In Final Speech, Hicks Touts Work to Thwart China’s A2/AD Strategy

In her final address in the Pentagon’s No. 2 job, Deputy Defense Secretary Kathleen H. Hicks touted her team’s work to quickly disperse U.S. military’s capabilities to better challenge China, while cautioning against miscalculation in the competition between the two great powers. 

In a Jan. 10 speech at Johns Hopkins University’s School of Advanced International Studies, Hicks emphasized the bipartisan consensus that the People’s Republic of China and and its ambitions in the Indo-Pacific region are the top strategic concerns for the U.S. Under the Biden administration, she said, the Pentagon focused on “driving changes needed to outpace the PRC and ensure our enduring military advantage.” 

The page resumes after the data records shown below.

PR #364, opened 2019-01-16
feat: Relates to #337. Part 2 of 2 - Change Tx Recap Unlock design

ltfschoen:
### Part 2 of 2 - Transaction Recap (see second wireframe https://github.com/paritytech/fether/issues/337)

This PR just covers the 2nd wireframe of issue https://github.com/paritytech/fether/issues/337. 
Note that a separate PR has been made for  **Part 1 of 2 - Account View**

* Create TokenAddress similar to TokenBalance but doesn't need balance info from @withBalance

* Narrow full address so it fully fits 

* Copyable card address


ltfschoen:
I've pushed another commit that allows the user to copy the address of the card that's used on that screen
screen shot 2019-01-17 at 8 50 48 am

ltfschoen:
@Tbaut I found out that doing `-webkit-transform-origin-x: 0;` removes the left padding that was being introduced as I scaled down the font size scale  https://stackoverflow.com/questions/13031158/unwanted-left-margin-when-using-webkit-transform-scale. I also found that I didn't need the `screen` prop to achieve the outcome.

So I was able to keep the same spacing as on the account list page (but using full address on the approve screen). Both just have `padding-left: 0.325rem;` now.

Note: I had to scale the address font-size down to 95% to fit it in on the approve screen.

screen shot 2019-01-18 at 6 20 26 pm

ltfschoen:
@Tbaut I've pushed a commit so it's also shown on SignedTxSummary

packages/fether-react/src/Tokens/TokensList/TokenAddress/TokenAddress.js
```diff
@@ -0,0 +1,61 @@
...
+
+    return (
+      <AccountCard
+        address={address}
+        copyAddress={copyAddress}
+        name={name}
+        onClick={this.handleClick}
+        shortAddress={shortAddress}
+        type={type}
+        {...this.props}
```
amaurymartiny:
```suggestion
```

I think we can remove this line? Or else it'll pass stuff like sendStore, match and other props to AccountCard

ltfschoen: Thanks, looking into this change I noticed that there were props I was passing down with TokenAddress unnecessarily such as `tokens` and `onClick` (they were used in TokenBalance but not required in TokenAddress). I've updated it to explicitly pass down `drawers` prop, as it's needed by the Card child component (otherwise it doesn't render the anything on the page other than who it's from). I've pushed commits that resolve the issues.

I also noticed that the SignedTxSummary (confirmation page after sending a tx from a Parity Signer account) didn't have the 'To' and 'Amount' in the right order, and the 'Amount' field wasn't styled to look consistent to how it looks on the Unlock page (confirmation page after sending a tx from a non-Parity Signer account), so I fixed that too as shown below

screen shot 2019-01-24 at 1 24 25 pm

I also had to change the logic in the Name component, as it's actually only on the "Account" page where we need extra top/bottom padding and need to use classes `account_name -header`, but on the "Accounts List" page and the confirmation pages we just want the Name component to use `account_name`

Tbaut:
I get a `Warning: Invalid value for prop "render"` after scanning the signed transaction with my webcam (although Fether seems to work). Note that this happened only once (need to refresh Fether if you want to reproduce).

image

ltfschoen:
@Tbaut I've pushed a commit that removes the invalid `render` props and checked that the warning no longer appears

packages/fether-react/src/Send/SignedTxSummary/SignedTxSummary.js
```diff
@@ -78,22 +78,21 @@ class SignedTxSummary extends Component {
...
-                            className='form_field_amount'
-                            disabled
-                            label='Amount'
-                            name='amount'
-                            render={FetherForm.Field}
-                            type='number'
-                          />
-
-                          <Field
+                          <FetherForm.Field
```
amaurymartiny: We need to use Field from `final-form` here, with the correct render prop

ltfschoen: @amaurymartiny I've pushed a commit that addresses the issue. I also changed it from `defaultValue` to `value` to overcome a warning

packages/fether-react/src/Send/SignedTxSummary/SignedTxSummary.js
```diff
@@ -79,20 +79,21 @@ class SignedTxSummary extends Component {
                       <form className='send-form' onSubmit={handleSubmit}>
                         <fieldset className='form_fields'>
                           <Field
-                            className='form_field_amount'
+                            as='textarea'
+                            className='form_field_value'
+                            value={tx.to}
```
amaurymartiny: The values are already set in initialValues a couple of lines above, so we don't need value here

packages/fether-react/src/Send/SignedTxSummary/SignedTxSummary.js
```diff
@@ -79,20 +79,21 @@ class SignedTxSummary extends Component {
...
+                            name='to'
                             render={FetherForm.Field}
-                            type='number'
                           />
 
                           <Field
-                            as='textarea'
-                            className='-sm'
+                            className='form_field_value'
+                            value={`${tx.amount} ${token.symbol}`}
```
amaurymartiny: same here, set the initial value above to `${tx.amount} ${token.symbol}`

ltfschoen:
@amaurymartiny I've pushed a commit addressing your latest comments, thanks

Many of those changes came down to spreading out and scaling up capabilities, given how China “carefully crafted its elaborate military modernization” to focus on an anti-access/area denial strategy, Hicks said. Watching how the U.S. projected power with large deployments and central hubs in the 1990s and 2000s, China’s leaders geared their approach, she said, to “keep us out of the western Pacific in a crisis.”  

In response, “we’re changing the game, and even changing ourselves where necessary,” Hicks said, focusing on becoming more distributed, mobile, and resilient. 

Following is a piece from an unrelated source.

PR #376, opened 2019-01-18
CI: add key and cache node_modules only

gabreal:


amaurymartiny:
Is this still needed?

For the Air Force, the development of Agile Combat Employment, in which combat forces disperse to numerous expeditionary airfields as opposed to large bases, is one part of that change. But Hicks also noted that the service is “hardening Pacific bases,” one of Secretary Frank Kendall’s operational imperatives for modernization. 

Hicks highlighted the Air Force’s investment in Collaborative Combat Aircraft—semi-autonomous drones that will fly alongside manned platforms, carrying weapons or sensors to potentially distribute a formation’s capabilities. 

Hicks’ own signature effort, known as Replicator, is likewise focused on drone development. Replicator seeks to field thousands of cheap autonomous drones across all domains, including loitering munitions, and other systems including undersea vehicles, quadcopters, and the Air Force’s Enterprise Test Vehicle program. 

A Barracuda-250 cruise missile. Courtesy of Anduril

“Make no mistake, our novel concepts are imposing dilemmas that sow doubt in our competitors,” she said. “Sometimes with new capabilities like attritable autonomous systems, and sometimes by using existing capabilities in new ways.”  

Hicks and other Pentagon officials say Replicator is set to hit its goals this coming summer. 

“We knew execution was key with Replicator; that was part of our thinking from the beginning. It’s where other innovation visions had stumbled in the past,” Hicks said. “By driving both technology change and culture change, Replicator is showing that DOD can move fast to shape the battlespace and equip our warfighters with what they need to win. 

That focus on scale and distribution extends to space, where Hicks noted efforts by the Space Force and others to move to “proliferated architectures” with large numbers of small satellites. 

“We’re ensuring that the web of satellites DOD can draw upon is so great, that attacking or disrupting them would be a wasted and escalatory effort,” Hicks said. 

On top of that, the Space Force has also shown it can launch satellites on accelerated timelines, improving resiliency. 

The U.S. military must continue to pursue these programs to “deny the territory-conquering goals of a military that wants to someday exceed our own,” said Hicks, who will transition out of the Pentagon when the Trump administration takes over Jan. 20.

But Hicks emphasized that U.S. investment in new capabilities does not signal coming conflict with China; rather, Hicks said, “victory” in this strategic competition means assuring U.S. security and interests while at the same time avoiding war. 

“We don’t believe conflict is inevitable,” she said. “But it’s our job to prevent war by always being ready for war if it comes. So where Beijing might see DOD anticipating a potential conflict, that’s because we’re concerned Beijing will instigate one. Both sides must try hard to avoid misunderstandings in this dynamic.”